# Body Slamming



## AquaClaraCanines (Mar 5, 2006)

I would do what you already suggest for yourself... I also yell at Keira for doing it to my dogs... not brilliant I know, but she stops. Also, consider that if Liberty doesn't mind it... it is ultimately her "decision"


----------



## Oaklys Dad (Dec 28, 2005)

That is a tricky one Mary. I think the key would be to find the way you can get the message to Elliott the quickest. It seems that a time out would only take place after you had him rounded up and taken into the house and by then he probably wouldn't remember what he had done. Maybe a long 25-50' rope so you could catch him in the act and give him a quick snap at the appropriate moment.


----------



## HovawartMom (Aug 10, 2006)

My male does that and i don't correct him.
Priska will take care of him when she is fed up with him.Look at lexi's body language and intervine when she become submissive.Use a word like "ENOUGH" to stop him.


----------



## Maggies mom (Jan 6, 2006)

Mine do it all the time... Even Lil Cruiser and I let them work it out...If it gets to rough them I will call them off..... And I dont think its to rough and Maggie does she will make them stop....


----------



## LibertyME (Jan 6, 2007)

He has a great recall (critical for his SD career)........and will immediately break off from playing to come to me.... in my mind, I dont want him to associate the recall wtih ending his fun....so have been praising and playing when he does recall...figuring it stops the slamming behavior (and subsequent racing around the yard which leads to another slam) and reinforces his recall... 
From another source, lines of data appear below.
PR #4296, opened 2021-11-18
fix: ensure sniper pretty-printer prints modifiers and type separated by a space

algomaster99:
Reference: https://github.com/SpoonLabs/sorald/issues/603

This patch is a consequence of what has been discussed [here](https://github.com/SpoonLabs/sorald/issues/603#issuecomment-971539825). The source position of a field's type was not being set correctly. I realised that the source position are stored in the AST nodes created by JDT compiler and the function in this patch did not have access to one. So, I have modified the function definition so I am able to build and set the position.

There are things left in this PR:
- [x] Tests for all the changes. I can assert the model built to check if one of its field's type contains the source position now.
~- [ ] Look for an alternative way because just by reading the code, my intuition is telling me that `ReferenceBuilder` is a wrong place to set the position. It should probably be done somewhere in a related file.~

EDIT: The second task shall be handled in https://github.com/INRIA/spoon/issues/4297.

### DIFF
--- a/src/main/java/spoon/support/compiler/jdt/ReferenceBuilder.java
+++ b/src/main/java/spoon/support/compiler/jdt/ReferenceBuilder.java
@@ -147,7 +147,7 @@ public class ReferenceBuilder {
 		CtTypeReference<T> accessedType = buildTypeReference((TypeReference) type, scope);
 		final TypeBinding receiverType = type != null ? type.resolvedType : null;
 		if (receiverType != null) {
-			final CtTypeReference<T> ref = getQualifiedTypeReference(type.tokens, receiverType, receiverType.enclosingType(), new JDTTreeBuilder.OnAccessListener() {
+			final CtTypeReference<T> ref = getQualifiedTypeReference(type.tokens, type, receiverType, receiverType.enclosingType(), new JDTTreeBuilder.OnAccessListener() {
 				@Override
 				public boolean onAccess(char[][] tokens, int index) {
 					return true;
@@ -260,12 +260,13 @@ public class ReferenceBuilder {
 	 * Builds a type reference from a qualified name when a type specified in the name isn't available.
 	 *
 	 * @param tokens        Qualified name.
+	 * @param receiverNode  AST node of last type in the qualified name.
 	 * @param receiverType  Last type in the qualified name.
 	 * @param enclosingType Enclosing type of the type name.
 	 * @param listener      Listener to know if we must build the type reference.
 	 * @return a type reference.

However, I am hoping I am not creating some demented behavior chain!! Slam Libby..Mom calls...Have fun!

The slamming is fairly recent and I doubt a chain has been created (yet)....BUT with my luck it could happen!!


----------



## LibertyME (Jan 6, 2007)

I am somewhat concerned about an injury...his 74 pounds to her 62 and the fact that he seems to aim for her shoulder...although she has not limped from his slams...she looks and act very concerned...tail ears down eyes down cast...


----------



## AquaClaraCanines (Mar 5, 2006)

How much longer do you have him?


----------



## Heidi36oh (Feb 27, 2007)

Mine do it too, but one always will get put in place, so I really don't have a problem with it. They pretty much take care of it themselves, sorry no help


----------



## FlyingQuizini (Oct 24, 2006)

I'd go with your option #3, combined with you trying to interfere verbally when you can see that he's about to launch into a full scale slam attack. I'd probably pick a verbal warning cue (easy, or something) that will come to predict the time out of he doesn't alter his course.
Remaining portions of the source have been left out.